Issue #3859, opened 2022-04-05
[feat] Auto-detect appindicator library during runtime


wusyong:
### Describe the problem

Right now there's two libraries being used for system tray on Linux: libappindicator and libayatana-appindicator. ayatana is former's fork since the old one is unmaintained. This becomes an issue because different distros might use different one. I would say the ratio is around 50:50.
Decide one during compile time means the other half won't work.

### Describe the solution you'd like

Add a feature or default to auto detect the library. We can use pkg_config crate to probe if the library is exist on the end user device.

peterroe:
Hello, We need more information about your system, Maybe you can run `npm run tauri info ` or `cargo tauri info` to get it.

PR #4247, opened 2022-05-31
refactor(core): drop `ayatana-tray` and `gtk-tray` Cargo features

lucasfernog:

- [ ] Bugfix
- [ ] Feature
- [ ] Docs
- [ ] New Binding issue #___
- [ ] Code style update
- [x] Refactor
- [ ] Build-related changes
- [ ] Other, please describe:

- [ ] No

### Checklist


FabianLars:
- Since we're talking about .deb here (and therefore mainly about debian & ubuntu) we should probably use ayatana as the default.
- iirc, we now depend on `pkg-config` _at runtime_, so we need to add that to the Depends field too right?

lucasfernog:
Yeah you're right, I'll make that change.

lucasfernog:
Ref #3859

_ _ _ _ _

> Task
Restate the listing word for word.

> Solution to this exercise
Issue #3859, opened 2022-04-05
[feat] Auto-detect appindicator library during runtime


wusyong:
### Describe the problem

Right now there's two libraries being used for system tray on Linux: libappindicator and libayatana-appindicator. ayatana is former's fork since the old one is unmaintained. This becomes an issue because different distros might use different one. I would say the ratio is around 50:50.
Decide one during compile time means the other half won't work.

### Describe the solution you'd like

Add a feature or default to auto detect the library. We can use pkg_config crate to probe if the library is exist on the end user device.

peterroe:
Hello, We need more information about your system, Maybe you can run `npm run tauri info ` or `cargo tauri info` to get it.

PR #4247, opened 2022-05-31
refactor(core): drop `ayatana-tray` and `gtk-tray` Cargo features

lucasfernog:

- [ ] Bugfix
- [ ] Feature
- [ ] Docs
- [ ] New Binding issue #___
- [ ] Code style update
- [x] Refactor
- [ ] Build-related changes
- [ ] Other, please describe:

- [ ] No

### Checklist


FabianLars:
- Since we're talking about .deb here (and therefore mainly about debian & ubuntu) we should probably use ayatana as the default.
- iirc, we now depend on `pkg-config` _at runtime_, so we need to add that to the Depends field too right?

lucasfernog:
Yeah you're right, I'll make that change.

lucasfernog:
Ref #3859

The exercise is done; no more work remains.